▸ TASK
Output all of the entries below precisely as written.

━━━━━━━━━━

PR #391, opened 2023-10-27
Remove implications being generated with `false` left hand sides.

UnsignedByte:
The issue is caused by let-bound parameters eliding away into expressions like `0 == 1` in if statements, which results in assumptions/assertions generated inside to become `False => ??`.

The solution is to eliminate false branches and not convert them at all.

### DIFF
--- a/fil-ir/src/from_ast/astconv.rs
+++ b/fil-ir/src/from_ast/astconv.rs
@@ -986,9 +986,16 @@ impl<'prog> BuildCtx<'prog> {
             }
             ast::Command::If(ast::If { cond, then, alt }) => {
                 let cond = self.expr_cons(cond)?;
-                let then = self.commands(then)?;
-                let alt = self.commands(alt)?;
-                vec![ir::If { cond, then, alt }.into()]
+                if cond.is_false(self.comp()) {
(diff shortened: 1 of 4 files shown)


fil-ir/src/from_ast/astconv.rs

━━━━━━━━━━

▸ REPLY TO THE EXERCISE
PR #391, opened 2023-10-27
Remove implications being generated with `false` left hand sides.

UnsignedByte:
The issue is caused by let-bound parameters eliding away into expressions like `0 == 1` in if statements, which results in assumptions/assertions generated inside to become `False => ??`.

The solution is to eliminate false branches and not convert them at all.

### DIFF
--- a/fil-ir/src/from_ast/astconv.rs
+++ b/fil-ir/src/from_ast/astconv.rs
@@ -986,9 +986,16 @@ impl<'prog> BuildCtx<'prog> {
             }
             ast::Command::If(ast::If { cond, then, alt }) => {
                 let cond = self.expr_cons(cond)?;
-                let then = self.commands(then)?;
-                let alt = self.commands(alt)?;
-                vec![ir::If { cond, then, alt }.into()]
+                if cond.is_false(self.comp()) {
(diff shortened: 1 of 4 files shown)


fil-ir/src/from_ast/astconv.rs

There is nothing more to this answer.